Право, касающееся завещаний, по большей части сформулировано в особых статутах, часто называемых «статуты завещаний»; они оговаривают ту форму, которую должно иметь завещание, чтобы считаться юридически действительным: сколько и какие свидетели должны его подписать, каким должно быть умственное состояние завещателя, как действительное завещание, однажды оформленное, может быть отозвано или изменено завещателем, и т. д. Нью-Йоркский статут завещаний, как и большинство действовавших в то время, не говорил ничего определенного о том, может ли некто, названный в завещании, наследовать согласно ему, если он убил завещателя. Адвокат Элмера утверждал, что поскольку завещание не нарушает никаких явных положений статута, то оно действительно, и поскольку Элмер назван в действительном завещании, то он и должен унаследовать. Он сказал, что если суд примет сторону Гонерильи и Реганы, то изменит завещание и подменит закон своими собственными моральными убеждениями. Все судьи высшего суда Нью-Йорка были согласны с тем, что их решение должно соответствовать закону. Никто не отрицал того, что если статут завещаний, правильно понимаемый, дает наследство Элмеру, то они должны приказать передать его ему. Никто не сказал, что в этом случае закон должен быть изменен в интересах справедливости.
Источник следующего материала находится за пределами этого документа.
PR #5040, opened 2021-04-07
feat(updated): sort posts by updated and show updated date, fixes #2283

### LINKED ISSUE #2283: Have a way to promote older items to the front of the blog page.
There are valid reasons why an old article might need to be on the main page of web.dev/blog. Here are a few use cases:
* New platform features are often dribbled out over multiple releases. In many cases the changes are small enough to be added to an existing article without going over the web.dev word limit. For the sake of web developers it would be better if all the information about a new feature in the same article. At the same time, *it would be nice if an updated article could be shown on the mian page without altering the URL or the publish date, which would affect site stats.*
* Imagine a feature we implemented two years ago. Today the last major browser to add support was released. It's to our advantage to republicize the article we wrote two years ago.
* Imagine we've polished off the last feature of a platform API we started several years ago and we've timed it for IO or CDS. Furthermore, imagine that we've also told attendees articles about our announcements will be posted on the blog. 

A flag in article metadata to indicate that something should be promoted to the main page of the feed. It's exact position could be based on the `updated:` field.

Changing the date affects article statistics as does changing the URL. Splitting related content is bad for readers.

**Additional context**
In discussing this with various people over the last few days, it was suggested that promoting/featuring an old article has minimal value because stats show that more people go to search than they do the landing page of the blog. I suggest that this is because we are not using or promoting the landing page to our full benefit and in the nature of landing pages. 

For example, the beta release post I write every six weeks could include a line such as "For information on these items and other platform news visit our blog" (or something like that). We also tweet the blog post to web developers, but the blog post is intended for the tech press. Would it make more sense to tweet the blog every six weeks?

WebFu had a similar feature, though it was admittedly underused.

MichaelSolati:
Fixes #2283

- Prefer sorting of posts in author and tag collections by their `updated` date rather than their posted date.
- Display the updated date on cards.
- Add the term "Updated" to `i18n.common`.

### DIFF
--- a/src/site/_collections/authors.js
+++ b/src/site/_collections/authors.js
@@ -17,7 +17,7 @@
 const authorsData = require('../_data/authorsData.json');
 const {livePosts} = require('../_filters/live-posts');
 const setdefault = require('../_utils/setdefault');
-const {sortByDate} = require('../_utils/sort-by-date');
+const {sortByUpdated} = require('../_utils/sort-by-updated');
 
 /** @type Authors */
 let processedCollection;
@@ -80,7 +80,7 @@ module.exports = (collections) => {
 
   if (collections) {
     // Find all posts, sort and key by author. Don't yet filter to live posts.
-    allPosts = collections.getFilteredByGlob('**/*.md').sort(sortByDate);
+    allPosts = collections.getFilteredByGlob('**/*.md').sort(sortByUpdated);
   }
 
   const authorsPosts = findAuthorsPosts(allPosts);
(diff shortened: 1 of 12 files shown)


src/site/_collections/authors.js
```diff
@@ -17,6 +17,7 @@
 const authorsData = require('../_data/authorsData.json');
 const {livePosts} = require('../_filters/live-posts');
 const setdefault = require('../_utils/setdefault');
+const {sortByDate} = require('../_utils/sort-by-date');
```
robdodson, line 20: Should this function be renamed to something like `sortByUpdated` as that's the primary thing it's trying to sort on. It only uses `date` as a fallback.

robdodson (approved):
LGTM with one comment

src/site/_collections/authors.js
MichaelSolati: I'll rename it then merge

PR #5061, opened 2021-04-09
Update nginx-sxg-module to latest versions

twifkak:
Update instructions to download the latest releases of nginx and
nginx-sxg-module, and remove the extra `--without-http_rewrite_module
--with-http_ssl_module` arguments as those are not necessary.

/cc @kumagi @khempenius


twifkak:
Nevermind, closing this because nginx is particular about [version mismatches](https://www.nginx.com/blog/failed-nginx-plus-upgrade-module-version-x-instead-of-y/).

PR #5063, opened 2021-04-10
Add course card to /learn/ page

### LINKED ISSUE #4577: Three column layout for course cards on /learn
We'll need a layout that can support up to three columns of cards on the learn page. I'd need to research if flexbox or grid would be preferable here—maybe we ask Adam/Una/Andy :D

In addition, these cards are going to need to know how many pages are in each course so they can display it on the card.
image

IMO it's probably best for this to be an attribute that gets set on the card. Something like:

```html
<div class="course-card" data-resources="30">
```

Another question worth thinking through is how we want to do the actual course titles. The design has some fancy gradients but I'm wondering if we want to try to do it all in CSS (since each course might be different) or do the title as SVG with alternative text?

robdodson:
Fixes #4577 

- Adds a three card layout to the /learn/ page for course cards. The appearance of these cards is a bit different from the existing grid items because if there's only one course it should span 50% of the available space so I added a configurable `auto-fit-grid` utility class.
- Made a lot of changes to how we were displaying the SVGs for the course background and title. Previously I was trying to do this by using gradient text for the course logo and svg for the background. But taking another look a the mocks I realized it wouldn't be possible for every course title to use the same gradient text style, so instead I switched to using SVG for the course title as well.
- Added a new `svg` macro that's like a lower level version of the `icon` macro. The `svg` macro just inlines an svg from anywhere so long as you provide a file path relative to the _include directory.

Since we're using SVG for the logo text I realized I need to fix an issue in the webdev-infra repo https://github.com/GoogleChrome/webdev-infra/issues/2 but that shouldn't block this PR.


jamescrush123:
https://www.420primeshop.com/

src/site/_data/courses/css/meta.yml
```diff
@@ -1,3 +1,9 @@
+# Used to organize the courses on the /learn page
+date: 2021-05-01
+url: /learn/css/
+draft: true
 title: i18n.courses.learn_css.title
-gradient: "96.46deg, #B323F4 5.23%, #2BA1FF 33.16%, #02E895 68.79%, #6DDB00 90.93%"
-background: "url('/images/courses/learn-css.svg')"
+description: i18n.courses.learn_css.description
+# This path should be relative to the _include folder.
+logo: '../../../images/courses/css/logo.svg'
```
MichaelSolati, line 8: Do these work appropriately? I ask cause if they're like the hero images then it should be in the bucket. i doubt there is an issue because the imgix stuff would have thrown an error, but id check to be sure.

src/site/_includes/macros/icon.njk
```diff
@@ -1,10 +1,25 @@
 {#
   Finds an icon in the _includes/icons folder.
   Adds a class="icon" to the icon, as well as any additional classes passed in.
+  @param {string} name - The filename for the icon, minus the .svg extension
```
MichaelSolati, line 4: I like this commenting params in the njk 👍

MichaelSolati (approved):

src/site/_data/courses/css/meta.yml
robdodson: yeah right now the SVG are local. Let's do a follow up to consider if we want ot CDN them

PR #5070, opened 2021-04-12
Added information about who runs the back-end FLoC service

samdutton:
Also added line breaks to 'How does ...' section.

@tomayac fyi


mihajlija (approved):

tomayac (approved):
LGTM

PR #5119, opened 2021-04-20
Add progress tracking to course drawer

### LINKED ISSUE #4601: Track user state in Courses
After a user has viewed a page we need to show that in the side nav using a check mark. Likely we can do this with localstorage.

devnook:
Fixes #4601

adds a data-complete attribute to completed course modules. 
This does not touch the css as I need to catch up with Rob on this.


src/lib/components/DrawerCourse/index.js
```diff
@@ -0,0 +1,53 @@
...
+  render() {
+    return html`${this.childElements}`;
+  }
+
+  onStateChanged({courseProgress}) {
+    this.courseProgress = courseProgress;
+  }
+}
+
+customElements.define('drawer-course', DrawerCourse);
```
robdodson, line 53: I think we're still using the `web-` prefix for our custom elements so we may want to do that here as well and call it `web-drawer-course`

src/lib/components/DrawerCourse/index.js
```diff
@@ -0,0 +1,53 @@
...
+  static get properties() {
+    return {
+      current: {type: String},
+    };
+  }
+
+  connectedCallback() {
+    super.connectedCallback();
+
+    markAsCompleted(this.current);
```
robdodson, line 35: nit. To fix typescript complaining about `this.current` being undefined I think you can set it in the constructor.

```
constructor() {
  this.current = '';
}
```

src/lib/components/DrawerCourse/index.js
```diff
@@ -0,0 +1,53 @@
...
+      if (this.courseProgress.indexOf(child.getAttribute('href')) > -1) {
+        child.setAttribute('data-complete', 'true');
+      }
+      return child;
+    });
+  }
+
+  render() {
+    return html`${this.childElements}`;
+  }
```
robdodson, line 46: I think you can get rid of this call to render because you're already updating the children in connectedCallback

src/lib/components/DrawerCourse/index.js
```diff
@@ -0,0 +1,53 @@
...
+ * Unless required by applicable law or agreed to in writing, software
+ * distributed under the License is distributed on an "AS IS" BASIS,
+ * WITHOUT WARRANTIES OR CONDITIONS OF ANY KIND, either express or implied.
+ * See the License for the specific language governing permissions and
+ * limitations under the License.
+ */
+
+import {BaseStateElement} from '../BaseStateElement';
+import {html} from 'lit-element';
+import {markAsCompleted} from '../../actions';
```
robdodson, line 19: I think we may be able to simplify this since we don't currently have a use case for sharing the course state with the rest of the site.

So I'd suggest removing the changes to actions.js and store.js and making this element extend from BaseElemetn instead of BaseStateElement. In this element's constructor you can run the steps to read the cookies and set this.courseProgess. Then in connectedCallback you can have it mutate its children.

I'm leaning toward keeping things as simple as possible until we have an actual use case for shared state.

devnook:
ptal

robdodson (approved):

robdodson:
looks good! I think we can merge this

Они разошлись во мнениях относительно того, каким должен быть правильный исход этого дела, но их разногласия – так, по крайней мере, кажется, когда читаешь их мнения, – касались того, каков на самом деле закон, чего требует статут, будучи правильно прочитан.
Как могут люди, перед которыми лежит текст статута, расходиться во мнениях о том, что он на самом деле значит, о том, какое право им создано? Здесь мы должны провести разграничение между двумя значениями слова «статут». Оно может характеризовать определенный физический объект, документ с напечатанными словами, теми самыми словами, которые конгрессмены или члены парламента имели перед собой, когда голосовали за принятие этого документа. Но это слово может также использоваться для описания закона, созданного принятием этого документа, что бывает намного сложнее. Рассмотрим разницу между стихотворением, понимаемым как ряд слов, которые могут быть произнесены или написаны, и стихотворением, понимаемым как выражение некоей метафизической теории или точки зрения. Все литературные критики согласны, чем является стихотворение «Плавание в Византию» в первом смысле. Они согласны, что это – ряд слов, который У. Б. Йейтс обозначил в качестве такого стихотворения. Тем не менее они расходятся в вопросе о том, что это стихотворение на самом деле говорит или значит. Они расходятся в том, как сконструировать «настоящее» стихотворение, стихотворение во втором смысле, из текста, стихотворения в первом смысле.
Очень сходным образом судьям, перед которыми лежит статут, нужно сконструировать «настоящий» статут – утверждение о том, какую разницу этот статут вносит в юридические права различных людей, – из текста свода законов. Так же как литературным критикам нужна рабочая теория (или, по крайней мере, способ интерпретации) для того, чтобы создать поэму, лежащую «за текстом», судьям необходимо что-то вроде теории законодательства, чтобы делать это для статутов. Такой подход может показаться очевидным, когда слова в книге статута страдают каким-то семантическим дефектом, например когда они туманны или неоднозначны. Но теория законодательства также необходима тогда, когда эти слова безупречны с языковой точки зрения. Слова в статуте завещаний, который фигурировал в деле Элмера, не были ни туманны, ни неоднозначны. Судьи разошлись во мнениях о значении этих слов для юридических прав Элмера, Гонерильи, Реганы, потому что они были не согласны относительно того, как создать настоящий статут в особых обстоятельствах этого дела.
Особое мнение, написанное судьей Греем, выступало в пользу теории законодательства, более популярной тогда, чем сейчас. Ее иногда называют теорией «буквальной» интерпретации, хотя это не особенно проясняющее описание. Она предлагает, чтобы словам статута придавалось то, что мы могли бы назвать аконтекстуальным значением, то есть значением, которое мы придали бы им, если бы не имели особой информации о контексте их использования или намерениях их автора. Этот метод интерпретации требует, чтобы никакие зависящие от контекста и невысказанные оговорки не вносились в общий язык, так что судья Грей настаивал на том, что настоящий статут, истолкованный должным образом, не содержит никаких исключений для убийц. Он голосовал за Элмера.